* Collected data entries

PR #2566, opened 2024-01-17
fix(cts): reuse same logic for all client tests

millotp:
## 🧭 What and Why

this was way too hard, but we can simulate dynamic templates with lambda even though the mustache library that openapi generator is using doesn't support dynamic templates !
This allows us to remove the `step.mustache` template, and just rely on a variable.

Dart and Kotlin are too different to use the same format for now, If I have time I'll try to convert them too.

I'm not sure if this PR is worth it but it was a nice challenge, and if we add more steps in the future in will make a difference.


tests/output/python/requirements.txt
```diff
@@ -0,0 +1,6 @@
+argcomplete==3.2.1
```
Fluf22, line 1: I feel like it's not the first time I've seen this file pushed 🤔

Fluf22 (dismissed):
I didn't understand much, but I trust you about the utility 😄 You'll have to make us a tutorial, though 😂

shortcuts (commented):
Looks great! Too bad it's not native :(

I like the idea but I'm not sure if it's better to have less mustache logic or document a custom implementation, up to you!

millotp:
I'll try to add more client tests to show the merit of this approach :)

tests/output/python/requirements.txt
millotp: I remove it, it's generated

Fluf22 (approved):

* PROMPT
Reproduce every entry shown above, precisely as it stands.

* SOLUTION TO THIS TASK
PR #2566, opened 2024-01-17
fix(cts): reuse same logic for all client tests

millotp:
## 🧭 What and Why

this was way too hard, but we can simulate dynamic templates with lambda even though the mustache library that openapi generator is using doesn't support dynamic templates !
This allows us to remove the `step.mustache` template, and just rely on a variable.

Dart and Kotlin are too different to use the same format for now, If I have time I'll try to convert them too.

I'm not sure if this PR is worth it but it was a nice challenge, and if we add more steps in the future in will make a difference.


tests/output/python/requirements.txt
```diff
@@ -0,0 +1,6 @@
+argcomplete==3.2.1
```
Fluf22, line 1: I feel like it's not the first time I've seen this file pushed 🤔

Fluf22 (dismissed):
I didn't understand much, but I trust you about the utility 😄 You'll have to make us a tutorial, though 😂

shortcuts (commented):
Looks great! Too bad it's not native :(

I like the idea but I'm not sure if it's better to have less mustache logic or document a custom implementation, up to you!

millotp:
I'll try to add more client tests to show the merit of this approach :)

tests/output/python/requirements.txt
millotp: I remove it, it's generated

Fluf22 (approved):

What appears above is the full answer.